Now that we have our Ceres Solver compatible cost functor implemented, we can create the fuse constraint. All new Constraints must derive from the fuse_core::Constraint base class.
class AbsolutePose2DStampedConstraint : public fuse_core::Constraint
In the derived class constructor, we specify the required input Variable types to enforce type-safety during Constraint creation. We then just pass the input Variables UUIDs to the base class constructor. Additionally, we pass in the measurement vector and measurement covariance, so that we can generate cost functor instances later.
private:
fuse_core::Vector3d mean_;
fuse_core::Matrix3d sqrt_information_;
public:
AbsolutePose2DStampedConstraint(
const fuse_variables::Position2DStamped& position,
const fuse_variables::Orientation2DStamped& orientation,
const fuse_core::Vector3d& mean,
const fuse_core::Matrix3d& covariance) :
fuse_core::Constraint{position.uuid(), orientation.uuid()},
mean_(mean),
sqrt_information_(covariance.inverse().llt().matrixU())
{}
A little bit of linear algebra converts the covariance matrix into the square root information matrix needed by the cost functor.
sqrt_information_(covariance.inverse().llt().matrixU())
The derived Constraint uuid()
and type()
methods are inherited from the base class and do not need to be
overridden. But we do need to provide a print()

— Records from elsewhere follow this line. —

Issue #152, opened 2020-05-19
Fix .gitignore based on ikesyo's comment in https://github.com/HymnalDreamTeam/Hymns-iOS/pull/40#issuecomment-628811839_


skywalkerdude:
The reason for the problem is https://github.com/Quick/Nimble/tree/8.x-branch/Carthage/Checkouts/CwlPreconditionTesting/Dependencies is ignored due to https://github.com/HymnalDreamTeam/Hymns-iOS/blob/f1363ad71ee2a9ce47dcbe34d3b372762fb6dbef/.gitignore#L69-L70. I recommend you to change the entry to `/Dependencies/`.

_Originally posted by @ikesyo in https://github.com/HymnalDreamTeam/Hymns-iOS/pull/40#issuecomment-628811839_

ikesyo:
#66 should already resolved the issue.

PR #66, opened 2020-04-20
Remove pods

finben:

PR #153, opened 2020-05-19
Fix .gitignore based on ikesyo's comment

skywalkerdude:
Hopefully this makes the build faster. Closes https://github.com/HymnalDreamTeam/Hymns-iOS/issues/152

### DIFF
--- a/.gitignore
+++ b/.gitignore
@@ -67,8 +67,8 @@ Pods/*
 Carthage/Build/
 
 # Accio dependency management
-# Dependencies/
-# .accio/
+Dependencies/
+.accio/
 
 # fastlane
 #
--- a/.gitignore
+++ b/.gitignore
@@ -67,8 +67,8 @@ Pods/*
 Carthage/Build/
 
 # Accio dependency management
-Dependencies/
-.accio/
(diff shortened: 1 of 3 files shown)


.gitignore
```diff
@@ -67,8 +67,8 @@ Pods/*
 Carthage/Build/
 
 # Accio dependency management
-Dependencies/
-.accio/
+# Dependencies/
```
ikesyo, line 70: Looks like now that you ignore entire `Pods` dir (since #66) so this is meaningless.

skywalkerdude: @ikesyo, I ignore the entire Pods directory but I also do a `pod install` during the build step which will pull in all the pods. I can remove this and see if a simple pod install will work, but my impression was that only doing pod install will cause the build issue (https://github.com/Quick/Nimble/issues/490). I can revert this change and see if it still the case

skywalkerdude: ah, looks like it passes without the pod deintegrate. great!

ikesyo: > it passes without the pod deintegrate

Yes, that is the poiint.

method. Here we print the Constraint type, UUID, and involved
Variable UUIDs. The details of what to print are left entirely up to the derived class's author.
public:
void print(std::ostream& stream = std::cout) const override
{
stream << type() << "\n"
<< " uuid: " << uuid() << "\n"
<< " position variable: " << variables_.at(0) << "\n"
<< " orientation variable: " << variables_.at(1) << "\n";
}
We must also provide a clone()
method. Here we used the recommended implementation.
public:
fuse_core::Constraint::UniquePtr clone() const override
{
return AbsolutePose2DStampedConstraint::make_unique(*this);
}
And finally, the required costFunction()
implementation. We use a combination of the ceres::AutoDiffCostFunction
class and our custom cost functor to create the output ceres::CostFunction
pointer. The full details of the
ceres::AutoDiffCostFunction
are available here.
But briefly, the ceres::AutoDiffCostFunction
template parameters are:
- the functor class used to compute the cost
- the number of produced residuals
- the number of dimensions of the first Variable
- the number of dimensions of the second Variable
We use our cost functor, AbsolutePose2DCostFunctor
. The cost functor produces three residuals,
one for each dimension of the 2D pose. The first input Variable is a Position2DStamped
, which has two dimensions,
x
and y
. And the second Variable is an Orientation2dStamped
, which has only one dimension, yaw
.
public:
ceres::CostFunction* costFunction() const override
{
return new ceres::AutoDiffCostFunction<AbsolutePose2DCostFunctor, 3, 2, 1>(
new AbsolutePose2DCostFunctor(sqrt_information_, mean_);
}
We don't want to use a custom loss function, so we use the base class implementation of the required lossFunction()
method.
And finally we reach the recommended but optional implementation details.
public:
SMART_PTR_DEFINITIONS(AbsolutePose2DStampedConstraint);
Calling the SMART_PTR_DEFINITIONS
macro inside the public
region of the derived Variable is not strictly required,
but it is very strongly recommended. This creates some standard aliases for variable smart pointer types, e.g.
AbsolutePose2DStampedConstraint::SharedPtr
and AbsolutePose2DStampedConstraint::UniquePtr
as well as a some smart
pointer creation functions, e.g.AbsolutePose2DStampedConstraint::make_shared()
and
AbsolutePose2DStampedConstraint::make_unique()
.
public:
const fuse_core::Vector3d& mean() const { return mean_; }
const fuse_core::MatrixXd& sqrtInformation() const { return sqrt_information_; }
Providing accessor functions for the additional constructor arguments is also recommended.